> Assignment
Would you give the records below again, exactly and completely?

------------------------------------------------------------------------

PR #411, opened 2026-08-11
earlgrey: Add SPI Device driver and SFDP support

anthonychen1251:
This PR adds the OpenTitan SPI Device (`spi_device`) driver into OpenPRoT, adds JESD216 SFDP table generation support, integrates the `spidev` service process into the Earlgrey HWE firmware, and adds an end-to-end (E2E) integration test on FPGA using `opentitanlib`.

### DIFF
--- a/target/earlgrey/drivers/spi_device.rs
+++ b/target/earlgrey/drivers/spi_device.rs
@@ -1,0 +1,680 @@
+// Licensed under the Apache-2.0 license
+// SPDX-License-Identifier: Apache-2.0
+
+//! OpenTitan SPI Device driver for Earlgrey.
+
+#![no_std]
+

------------------------------------------------------------------------

> Answer to this problem
PR #411, opened 2026-08-11
earlgrey: Add SPI Device driver and SFDP support

anthonychen1251:
This PR adds the OpenTitan SPI Device (`spi_device`) driver into OpenPRoT, adds JESD216 SFDP table generation support, integrates the `spidev` service process into the Earlgrey HWE firmware, and adds an end-to-end (E2E) integration test on FPGA using `opentitanlib`.

### DIFF
--- a/target/earlgrey/drivers/spi_device.rs
+++ b/target/earlgrey/drivers/spi_device.rs
@@ -1,0 +1,680 @@
+// Licensed under the Apache-2.0 license
+// SPDX-License-Identifier: Apache-2.0
+
+//! OpenTitan SPI Device driver for Earlgrey.
+
+#![no_std]
+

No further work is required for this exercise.